Keine Roten Kartoffeln für Sie!

Auch keine Garnelen, in Wisconsin.* (Seriously! See page 3, line 9, and lines 14-15, in the bill) From the Milwaukee Journal Sentinel:

Under [the] bill, food stamp recipients could not use the program to buy crab, lobster, shrimp or other shellfish. Additionally, they would have to use two-thirds of their benefits on beef, pork, chicken, produce or foods that qualify for the federal Women, Infants and Children nutrition program. The remainder could be used on foods already allowed under the food stamps program, other than shellfish.

The bill passed the Assembly, and is now on the way to the state Senate.[1]

Here is the text of Assembly Bill 177.

I must confess I find the restriction on shrimp a bit odd, given the fact that the price of farmed shrimp relative to ground beef has fallen drastically over the past 17 years. (Only partly because ground beef prices have risen over 200% since 2009M11, according to the BLS.) In fact, aside from the command-and-control nature of the law, the choice seems a bit ethnocentric. (Hamburger chop suey doesn’t strike me as an appealing low cost meal…)

Implementation of the monitoring required for the new restrictions is estimated to cost several million dollars.[2]

* No red potatoes for you!
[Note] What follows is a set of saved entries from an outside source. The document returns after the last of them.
PR #20, opened 2021-01-29
Highlight colour

### LINKED ISSUE #17: Make highlight color same as napari highlight color
It would be nice if the qlistwidget used the same color as the napari layer list for its highlight color (bright blue for the dark theme, instead of gray).

See below:
Screen Shot 2021-01-27 at 2 50 42 PM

Also no shrimp, in Wisconsin.

14 thoughts on “Keine Roten Kartoffeln für Sie!

  1. Brett

    Implementation of the monitoring required for the new restrictions is estimated to cost several million dollars.

    Naturally. Of course, they might see it as a “spend money to make money” thing – if they make the constraints on SNAP usage so strict that few people can use it, then they can brag about how much money they’ve saved on the program, and use it as a rationale to cut its funding even more. Meanwhile, it’s popular with the suburban white racists outside Milwaukee who don’t like the idea of poor black people being able to eat on their dime.

    1. Sherparick

      And when they lose their jobs and apply for food stamps, they will blame it on Obama because they “don’t get the benefits black people get.” See idiot in South Carolina.

  2. Jay

    Save the enforcement costs for the government. 200% sales tax on items you don’t want them buying…. see the Berkeley tax on sugary drinks (except the high sugar espresso/latte drinks politicians are addicted to and the contributions/bribes from starbucks).

  3. genauer

    To add my German 2 cents to it:

    There are practically no red potatoes in Germany.

    Youer control freaks in Milwaukee seems to have one thing in common with the leader of the “communist” platform in the German parliament (yes, we have those), Sahra Wagenknecht, Economics PhD, that it is

    verboten for the poor to be seen eating lobster, at least erase the pictures : – )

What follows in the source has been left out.